Here we do the same operation, but ignore gene lengths
```{r prostate-goseq-nobias}
GO.nobias <- goseq(pwf,"hg19","ensGene",method="Hypergeometric")
```
Compare the over-represented P-values for each set, under the
different methods
```{r prostate-goseq-compare, fig.width=5, fig.height=5}
idx <- match(GO.nobias$category, GO.wall$category)
plot(log10(GO.nobias[, "over_represented_pvalue"]) ~
log10(GO.wall[idx, "over_represented_pvalue"]),
xlab="Wallenius", ylab="Hypergeometric",
xlim=c(-5, 0), ylim=c(-5, 0))
abline(0, 1, col="red", lwd=2)
```
# References
- Khatri et al., 2012, PLoS Comp Biol 8.2: e1002375.

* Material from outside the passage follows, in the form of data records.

PR #82, opened 2019-11-22
Make empty responses

jessealama:
In some HTTP API settings (e.g., JSON RPC) it is convenient to provide empty HTTP responses. This change adds a little convenience, `response/empty`, for such responses.

### DIFF
--- a/web-server-doc/web-server/scribblings/http.scrbl
+++ b/web-server-doc/web-server/scribblings/http.scrbl
@@ -381,6 +381,11 @@ Equivalent to
 Generates a response with an empty body. The usual @tt{Content-Type} header will be absent, unless passed in via @racket[headers]. Equivalent to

- Subramanian et al., 2005, PNAS 102.43: 15545-15550.
- Jiang \& Gentleman, 2007, Bioinformatics Feb 1;23(3):306-13.
- Goeman \& B\"uhlmann, 2007, Bioinformatics 23.8: 980-987.
- Hummel et al., 2008, Bioinformatics 24.1: 78-85.
- Wu \& Smyth 2012, Nucleic Acids Research 40, e133.
- Wu et al., 2010 Bioinformatics 26, 2176-2182.
- Majewski et al., 2010, Blood, published online 5 May 2010.
- Tarca et al., 2009, Bioinformatics 25.1: 75-82.
- Young et al., 2010, Genome Biology 11:R14.